Protected Health Information (PHI) is the term given to health data created, received, stored, or transmitted by HIPAA-covered entities and their business associates in relation to the provision of healthcare, healthcare operations, and payment for healthcare services. This might not seem that important, but in plain language, PHI includes your most personal health information: your medical records, your medical images, your medical bills, and much more.
HIPAA-covered entities include health plans, clearinghouses, certain healthcare providers, and any business associates that help covered entities carry out their activities and functions. According to the American Hospital Association, there are currently 6,146 hospitals in the United States. Add in all the doctors’ offices, insurance companies, and other related business, and that number grows exponentially.

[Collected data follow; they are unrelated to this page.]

PR #2095, opened 2025-05-28
Bug 799538 - Clipboard pastes to wrong field in...

Oscar65:
Fixed Cut, Copy and Paste when focus is not in GnucashSheet.

### DIFF
--- a/gnucash/gnome/gnc-plugin-page-register.cpp
+++ b/gnucash/gnome/gnc-plugin-page-register.cpp
@@ -3654,6 +3654,17 @@ gnc_plugin_page_register_cmd_cut (GSimpleAction *simple,
 
     ENTER ("(action %p, page %p)", simple, page);
     priv = GNC_PLUGIN_PAGE_REGISTER_GET_PRIVATE (page);
+
+    GtkWidget *widget = gtk_window_get_focus(GTK_WINDOW (priv->gsr->window));
+    const char *name = gtk_widget_get_name(widget);
+    if (strcmp(name, "GnucashSheet") != 0)
+    {
+        gtk_editable_cut_clipboard( GTK_EDITABLE(widget));
+        LEAVE("Not cut from GnucashSheet");
+
+        return;
+    }
+
     gnucash_register_cut_clipboard (priv->gsr->reg);
     LEAVE ("");
 }
@@ -3671,6 +3682,17 @@ gnc_plugin_page_register_cmd_copy (GSimpleAction *simple,
 
     ENTER ("(action %p, page %p)", simple, page);
     priv = GNC_PLUGIN_PAGE_REGISTER_GET_PRIVATE (page);
+
+    GtkWidget *widget = gtk_window_get_focus(GTK_WINDOW (priv->gsr->window));
+    const char *name = gtk_widget_get_name(widget);
+    if (strcmp(name, "GnucashSheet") != 0)
+    {
+        gtk_editable_copy_clipboard( GTK_EDITABLE(widget));
+        LEAVE("Not copied from GnucashSheet");
+
+        return;
+    }
+
     gnucash_register_copy_clipboard (priv->gsr->reg);
     LEAVE ("");
 }
@@ -3688,6 +3710,17 @@ gnc_plugin_page_register_cmd_paste (GSimpleAction *simple,
 
     ENTER ("(action %p, page %p)", simple, page);
     priv = GNC_PLUGIN_PAGE_REGISTER_GET_PRIVATE (page);
+
+    GtkWidget *widget = gtk_window_get_focus(GTK_WINDOW (priv->gsr->window));
+    const char *name = gtk_widget_get_name(widget);
+    if (strcmp(name, "GnucashSheet") != 0)
+    {
+        gtk_editable_paste_clipboard( GTK_EDITABLE(widget));
+        LEAVE("Not pasted to GnucashSheet");
+
+        return;
+    }
+
     gnucash_register_paste_clipboard (priv->gsr->reg);
     LEAVE ("");
 }
--- a/gnucash/gnome/dialog-sx-editor.c
+++ b/gnucash/gnome/dialog-sx-editor.c
@@ -1128,6 +1128,30 @@ sxed_delete_event (GtkWidget *widget, GdkEvent *event, gpointer ud)
     return FALSE;
 }
 
+static gboolean
+focus_idle_callback(gpointer user_data)
+{
+    GNCLedgerDisplay  *ledger_display = (GNCLedgerDisplay  *)user_data;
+
+    if (ledger_display)
+        gnc_ledger_display_refresh(ledger_display);
+
+    return FALSE;
+}
+
+static void
+on_notebook_switch_page(GtkNotebook *notebook, GtkWidget *page,
+                        guint page_num, gpointer user_data)
+{
+    GtkWidget *current_page = gtk_notebook_get_nth_page(notebook, page_num);
+    if (current_page && page_num == 2)
+    {
+        GncSxEditorDialog *sxed = (GncSxEditorDialog *)user_data;
+
+        // Wait until Gtk is idle to refresh the display.
+        g_idle_add (focus_idle_callback, sxed->ledger);
+    }
+}
 
 /*************************************
  * Create the Schedule Editor Dialog *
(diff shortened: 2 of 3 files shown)


gnucash/gnome/gnc-plugin-page-register.cpp
```diff
@@ -3654,6 +3654,15 @@ gnc_plugin_page_register_cmd_cut (GSimpleAction *simple,
 
     ENTER ("(action %p, page %p)", simple, page);
     priv = GNC_PLUGIN_PAGE_REGISTER_GET_PRIVATE (page);
+
+    GtkWidget *widget = gtk_window_get_focus(GTK_WINDOW (priv->gsr->window));
+    const char *name = gtk_widget_get_name(widget);
+    if (strcmp(name, "GnucashSheet") != 0) {
+      gtk_editable_cut_clipboard( GTK_EDITABLE(widget));
+
+      return;
```
Bob-IT: ENTER at the start of the function is followed by LEAVE when you leave the function so you need to add some thing like LEAVE("Not cut from GnucashSheet"); above the return. Also the opening brace is on the wrong line and the indent should be 4 spaces.
This applies to all three functions.

Bob-IT:
I had a look at this bug and got side tracked so have tested your fix. It is an improvement but there was one thing I found when testing as follows...
Highlight some text on scheduled editor sheet and ctrl+c
Navigate to title with cursor at end and ctrl+v
Now select all the title and ctrl+c
Try pasting it back to same cell on sheet, it ends up in the title.

This is when I ran out of time so did not identify the reason.

Oscar65:
I can repeat the bug, but I think it's a different one. When you click on the same field as above in the scheduled editor sheet after going to title, the title doesn't lose focus. You need to press TAB or double-click the scheduled editor sheet field for the title to lose focus.

jralls:
> When you click on the same field as above in the scheduled editor sheet after going to title, the title doesn't lose focus.

Right. This is directly observable: The I-beam cursor remains in the title field. Interestingly clicking in a *different* field in the register does move the focus.

Oscar65:
After investigating, I found that the scheduled editor sheet loses focus, but not the box indicating that it is being edited.

If it doesn't have focus and you click on the box editing, it doesn't gain focus, but if you click on the same field, but in the small space outside the box editing, it does gain focus.

The problem I'm having is that I don't know how to get the sheet variable to gain focus every time the "Template Transaction" tab is clicked or run gnucash_sheet_deactivate_cursor_cell(reg->sheet);.

If I run gtk_widget_grab_focus(GTK_WIDGET(sxed->embed_window)); or gtk_widget_grab_focus(GTK_WIDGET(sxed->nameEntry)); every time the "Template Transaction" tab is clicked, it does nothing. The "Duplicate" button always has focus. But to test if it works, I run gtk_widget_set_margin_top (GTK_WIDGET(sxed->embed_window), 500); and it does.

If you press the TAB key when entering the "Template Transaction" tab
when the focus is on the "Duplicate" button, then the field with the box editing gains focus.

Any ideas on how to fix this bug?

Bob-IT:
I dug through my saved working on patches and came across one that was looking into the gnucash-item-edit.c line 892

    // Make sure the Entry can not have focus and no frame
    gtk_widget_set_can_focus (GTK_WIDGET(item_edit->editor), FALSE);

Changing this to TRUE seems to sort of fix this but I can not remember why it was set that way.
May be a pointer.

jralls:
@Bob-IT That line is from 1ed4f3d4d7. In the commit message you wrote 
> Most of the call backs and procedures rely on the sheet being the one in focus so prevent the entry being in focus. In doing this there is no text cursor so add a draw function to draw one after the entry drawn. Also remove the frame from the entry.

So is the paste supposed to go to the sheet and the sheet figures out what frame to put it into?

Bob-IT:
I think the focus can be fixed by adding this to the end of the existing `button_press_cb` in gnucash-item-edit.c at line 860 before the return FALSE;

    if (!gtk_widget_has_focus (GTK_WIDGET(sheet)))
        gtk_widget_grab_focus (GTK_WIDGET(sheet));

When the title entry is focused at the top of the dialog, the sheet focus out event is triggered which then triggers a focus out event for the item_edit. Possibly as that can not have focus, it upsets the events. When you click back in the same cell, there is no sheet in focus event so this change makes sure there is.

jralls:
LGTM. @Bob-IT ?

Bob-IT:
To start with you do not need the `gnucash-sheet.c` changes, with them the transfer cell popup does not work, probably all popups.
The source file changes in `dialog-sx-editor.c` need a bit off realignment.

I am not sure why there is a need for the `IdleType` structure, why not just do...


```

static gboolean
focus_idle_callback (gpointer user_data)
{
    GNCLedgerDisplay *ledger_display = (GNCLedgerDisplay *)user_data;

    if (ledger_display)
        gnc_ledger_display_refresh (ledger_display);

    return FALSE;
}

static void
on_notebook_switch_page (GtkNotebook *notebook, GtkWidget *page,
                         guint page_num, gpointer user_data)
{
    GtkWidget *current_page = gtk_notebook_get_nth_page (notebook, page_num);
    if (current_page && page_num == 2)
    {
        GncSxEditorDialog *sxed = (GncSxEditorDialog *)user_data;

        // Wait until Gtk is idle to refresh the display.
        g_idle_add (focus_idle_callback, sxed->ledger);
    }
}

```

Oscar65:
@Bob-IT Do you mean Action / Transfer...? On my PC it works. Could you be more specific about why does not work?

Sorry, I forgot to delete IdleType. I used before because I needed to pass two parameters.

Bob-IT:
@Oscar65, With those two lines left in, if I mouse click on the transfer popup button, the button just disappears. The same happens in a normal register, mouse click on the date popup button and it just disappears.

Remove the two lines and the popup button works.

Bob-IT:
@Oscar65
I am not really sure about your addition of changing the focus setting of the item-edit widget. I am always reluctant in changing stuff in the register as I cannot test every thing. I think my other change would have less of an impact.

Also please try to follow the source style, compare your 'IdleType'  changes to my suggested changes.

I did also try this on Windows and was OK.

gnucash/register/register-gnome/gnucash-sheet.c
```diff
@@ -1273,6 +1273,7 @@ gnucash_sheet_focus_out_event (GtkWidget *widget, GdkEventFocus *event)
         (widget, event);
 
     gnc_item_edit_focus_out (GNC_ITEM_EDIT(sheet->item_editor));
+
```
Bob-IT: @Oscar65 Can you remove this add blank line

gnucash/gnome/gnc-plugin-page-register.cpp
```diff
@@ -3688,6 +3710,17 @@ gnc_plugin_page_register_cmd_paste (GSimpleAction *simple,
 
     ENTER ("(action %p, page %p)", simple, page);
     priv = GNC_PLUGIN_PAGE_REGISTER_GET_PRIVATE (page);
+
+    GtkWidget *widget = gtk_window_get_focus(GTK_WINDOW (priv->gsr->window));
+    const char *name = gtk_widget_get_name(widget);
+    if (strcmp(name, "GnucashSheet") != 0)
+    {
+        gtk_editable_paste_clipboard( GTK_EDITABLE(widget));
+        LEAVE("Not paste from GnucashSheet");
```
Bob-IT: @Oscar65 Maybe change this to LEAVE("Not pasted to GnucashSheet");

gnucash/gnome/gnc-plugin-page-register.cpp
```diff
@@ -3671,6 +3682,17 @@ gnc_plugin_page_register_cmd_copy (GSimpleAction *simple,
 
     ENTER ("(action %p, page %p)", simple, page);
     priv = GNC_PLUGIN_PAGE_REGISTER_GET_PRIVATE (page);
+
+    GtkWidget *widget = gtk_window_get_focus(GTK_WINDOW (priv->gsr->window));
+    const char *name = gtk_widget_get_name(widget);
+    if (strcmp(name, "GnucashSheet") != 0)
+    {
+        gtk_editable_copy_clipboard( GTK_EDITABLE(widget));
+        LEAVE("Not copy from GnucashSheet");
```
Bob-IT: @Oscar65 Maybe change this to LEAVE("Not copied from GnucashSheet");

Bob-IT:
@Oscar65
After the suggested changes can you squash all the commits to one commit and make sure the first commit title line is the same as that of the bug report. Once done I think this will be ready to push.

jralls:
@Bob-IT @Oscar65 has made changes. Are they sufficient to merge this?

This TechCrunch article describes a recent investigation, which found that billions of medical images have been (and continue to be) exposed publicly. X-rays, CT/PET scans, MRIs, ultrasounds, and other types of medical images, which are often labeled with patient names, dates of birth, social security numbers, and other sensitive information, have been mishandled with alarming frequency, despite extensive privacy and security laws. But as TechCrunch states, there is often a simple underlying cause: lack of basic password protection on Picture Archiving and Communication System (PACS) servers. Healthcare providers use PACS to share and archive medical images. Covered entities are connecting PICS servers directly to the internet, without the most fundamental layer of security. Failure to protect PHI constitutes a breach, which is defined as the compromise, unauthorized disclosure, unauthorized acquisition, unauthorized access, or loss of control, where persons other than authorized users, or for an other than authorized purpose, have access or potential access to PHI.
Section 13402(e)(4) of the HITECH Act requires the Department of Health and Human Services (HHS) to post a list of breaches of unsecured PHI affecting 500 or more individuals. The HHS Office of Civil Rights (OCR) provides this information to the public on its website. As of January 13, 2020, there were 582 cases listed. In addition, OCR provides some pretty incredible data on the number of complaints they investigate each year along with the general outcomes (investigated and corrective action obtained, investigated with no finding of violation, resolved after intake and review, and other). As of December 31, 2019, OCR has received over 225,378 HIPAA complaints and has initiated over 993 compliance reviews. Notably, their data indicates that most of the investigations result in corrective actions.
OCR bases civil fines on the severity of the violation according to a four-tier categorization system (note that criminal cases within the Department of Justice’s jurisdiction). The maximum fine per violation category per year is $1.5 million. These fines, coupled with the administrative burden of being subject to an OCR investigation, should be adequate motivation for covered entities to remain compliant with HIPAA.